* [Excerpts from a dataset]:
____

PR #268, opened 2022-08-25
fix: plugin types compatibility issue with ctx.has

### LINKED ISSUE #263: bug: Type 'MyContext' does not satisfy the constraint 'Context'. Types of property 'has' are incompatible.
Hello!

I get the error `Type 'MyContext' does not satisfy the constraint 'Context'. Types of property 'has' are incompatible. ` when I try to create a new Bot. The problem only happens with version 1.10 of Grammy and not with the 1.9.2 version.

```ts
type MyContext = HydrateFlavor<Context> & SessionFlavor<SessionData>
type MyApi = HydrateApiFlavor<Api>

export const bot = new Bot<MyContext, MyApi>(`${process.env.BOT_TOKEN}`)
```

photo_2022-08-13_12-38-37

Thanks.

Loskir:
Fixes #263

### DIFF
--- a/src/context.ts
+++ b/src/context.ts
@@ -2116,7 +2116,7 @@ export type GameQueryContext<C extends Context> = Filter<
     "callback_query:game_short_name"
 >;
 
-type InlineQueryContextE = FilterE<'inline_query'>
+type InlineQueryContextE = FilterE<"inline_query">;
 /**
  * Type of the context object that is available inside the handlers for
  * `bot.inlineQuery`.
--- a/src/context.ts
+++ b/src/context.ts
@@ -2136,7 +2136,7 @@ type ChatTypeContextCore<T extends Chat["type"]> =
     & Record<"update", ChatTypeUpdate<T>> // ctx.update
     & ChatType<T> // ctx.chat
     & ChatTypeRecord<"msg", T> // ctx.msg
-    & AliasProps<ChatTypeUpdate<T>>;
+    & AliasProps<ChatTypeUpdate<T>>; // ctx.message etc
 /**
  * Type of the context object that is available inside the handlers for
  * `bot.chatType`.
@@ -2149,7 +2149,7 @@ type ChatTypeContextCore<T extends Chat["type"]> =
  */
 export type ChatTypeContext<C extends Context, T extends Chat["type"]> =
     & C
-    & ChatTypeContextCore<T>; // ctx.message etc
+    & ChatTypeContextCore<T>;
 type ChatTypeUpdate<T extends Chat["type"]> =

____

* [ACTIVITY]:
Go through the records and report each line that contains "FilterE".

* [ANSWER SPACE]:
-type InlineQueryContextE = FilterE<'inline_query'>
+type InlineQueryContextE = FilterE<"inline_query">;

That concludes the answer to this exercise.